CEOs deal with losses bigger than financial ones

Business leaders help grief-stricken staffs

Terrorism Strikes America

September 23, 2001|By LOS ANGELES TIMES

NEW YORK - Nobody taught John Kneeley the hugging part, and at first he wasn't sure how well he handled it.

It isn't in Lee Iacocca's autobiography or Donald Trump's or in any business school curriculum. Like scores of other chief executives whose companies were directly affected by the World Trade Center attack Sept. 11, Kneeley fell back on his instincts and resources - and found how deep they were.

Chief executives of hundreds of businesses hurt by the terrorist attack face enormous challenges in comforting families and co-workers of victims while also rallying their troops to carry on.

Perhaps their greatest challenge is that the sheer magnitude of the destruction, and the psychological effects on workers, goes far beyond anything most business leaders - or anyone else - have been trained to handle:

A total of 286 businesses, associations and government agencies had offices in the two towers, according to real estate research firm CoStar Group. Including damage to surrounding buildings, the attack gutted one-fifth of the office space of Lower Manhattan, the capital of global finance.

The attack cost Wall Street some of its most glittering talent. Family-owned financial firms such as Keefe, Bruyette & Woods, Cantor Fitzgerald, Sandler O'Neill & Partners, Fred Alger Management all lost family members.

Gone are computer data, licenses, contracts and other documentation that in some cases are irreplaceable. Paper files that constituted the sole historical archives of some businesses rained from the sky for minutes after the towers collapsed, eventually being swept away with the dust and debris.

Experts estimate the material toll - in insured damage alone - will exceed $30 billion.

What business manager could have boned up for a test like this?

John Kneeley thought he was prepared for anything. The 37-year- old had co-founded a small technology consulting firm, Martin Progressive, in 1996, and guided it into a competitive spot, with Fortune 500 clients and offices in several cities.

But on the morning of Sept. 11, Kneeley's personal leadership test began with a violent jolt. The impact of the first jetliner blew out the windows of the company's 77th-floor office in 1 World Trade Center, the north tower .

Though he wasn't sure what had happened, Kneeley began calming shaken workers, then led people down the stairs. All 20 of the workers in the office got out safely.

It was Kneeley's co-worker and fiancee, Donna Swanson, he said, who had the presence of mind to grab two briefcase-loads of computer tapes containing financial records, contracts and other crucial data. Without the tapes, he said, he would have no business.

Through swirling black dust on the streets below the trade center, Kneeley and Swanson made their way north. Behind them, the tower where they were working that morning crumpled to the ground.

They flagged down a passing car. By cell phone, Kneeley called his Chicago office, which by then had become a communications center for the stricken company. Others from his office had called Chicago to say they would meet at a 42nd Street law firm where one of their spouses worked.

En route to the law firm, it occurred to Kneeley that when he arrived, "There are going to be 40 people who are looking to see how I respond to this."

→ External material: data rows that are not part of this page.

PR #1258, opened 2022-05-09
Added missing ports

ianf77:
Ports had been removed from table 1.2 after Satellite 6.5. This change puts them back.
The information is current for Satellite 6.9. Note that the information in satellite 6.1/Foreman 2.5
is expanded and corrected.

Bug 1958092 - [Doc] Firewall documentation missing ports

https://bugzilla.redhat.com/show_bug.cgi?id=1958092

Cherry-pick into:

* [ ] Foreman 3.2
* [ ] Foreman 3.1

### DIFF
--- a/guides/common/modules/ref_capsule-ports-and-firewalls-requirements.adoc
+++ b/guides/common/modules/ref_capsule-ports-and-firewalls-requirements.adoc
@@ -27,11 +27,15 @@ endif::[]
 
 The following tables indicate the destination port and the direction of network traffic:
 
-.Ports for {SmartProxy} to {Project} Communication
+Ports for {SmartProxy} to {Project} Communication
 [cols="24%,20%,18%,38%",options="header"]
 |====
 | Port | Protocol | Service | Required For
+| 80 | TCP | HTTP | Anaconda, yum, and for obtaining Katello certificate updates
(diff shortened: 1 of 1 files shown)


ianf77:
This change is only for 2.3 (Satellite 6.9)

guides/common/modules/ref_capsule-ports-and-firewalls-requirements.adoc
```diff
@@ -27,11 +27,15 @@ endif::[]
 
 The following tables indicate the destination port and the direction of network traffic:
 
-.Ports for {SmartProxy} to {Project} Communication
+Ports for {SmartProxy} to {Project} Communication
```
maximiliankolb, line 30: just FYI: the dot without space makes this line the title of the table.

Lennonka: I wonder if it was meant as a heading? Then perhaps adding a newline after the heading instead of removing the dot?

Lennonka (changes requested):
LGTM, let's just try to fine tune the formatting

guides/common/modules/ref_capsule-ports-and-firewalls-requirements.adoc
ianf77: It's the table title.

PR #1260, opened 2022-05-10
Remove double whitespace

maximiliankolb:
TIP: Review using `git diff master -w` :)

Cherry-pick into:

* [x] Foreman 3.3
* [x] Foreman 3.2
* [x] Foreman 3.1

### DIFF
--- a/guides/common/modules/con_applying-custom-configuration.adoc
+++ b/guides/common/modules/con_applying-custom-configuration.adoc
@@ -6,7 +6,7 @@ If these flags are not specified during the initial installer run, rerunning of 
 If changes are overwritten, you must run the restore procedure to restore the manual changes.
 For more information, see {InstallingProjectDocURL}restoring-manual-changes-overwritten-by-a-puppet-run_{project-context}[Restoring Manual Changes Overwritten by a Puppet Run].
 
-To view all installer flags available for custom  configuration, run `{installer-scenario} --full-help`.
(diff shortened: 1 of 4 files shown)


upadhyeammit (commented):
Few questions,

Once inside the borrowed office, he hit the ground running. "I said, `Let's start making lists: Who was up in the building, who should have been up in the building, and people we shouldn't need to worry about.' We started pretty quickly behind that calling around for space, knowing that there was going to be a couple million feet of space missing from Manhattan."

Spurring Kneeley on was the knowledge that the failure rate among small-business tenants in the World Trade Center during the bombing there in 1993 was frighteningly high. By some estimates, nearly half of the 350 companies in the complex went out of business.

"They failed for reasons of not reacting quickly enough, not having a contingency plan," Kneeley said. "We also did know we had to make a very strong statement of being back with office space."

Kneeley had it all covered, it seemed.

For small businesses such as Martin Progressive, the issue is survival.

At larger, public companies, chief executives have been pushed hard in recent years to focus on shareholders, to deliver wealth to the investors through cutting costs, developing new markets, boosting worker productivity and whatever else it takes.

But in a human crisis, management experts say, the CEO has to put shareholders and even the fate of the company aside and concentrate on the hardest-hit constituency - be that customers, employees or the public at large.

To get where they are, most corporate leaders have learned to hide their emotions and project as hard-charging, can-do types. Yet in disasters, especially where lives are lost, employees, shareholders and customers may be more likely to respond to a CEO who wears his heart on his sleeve.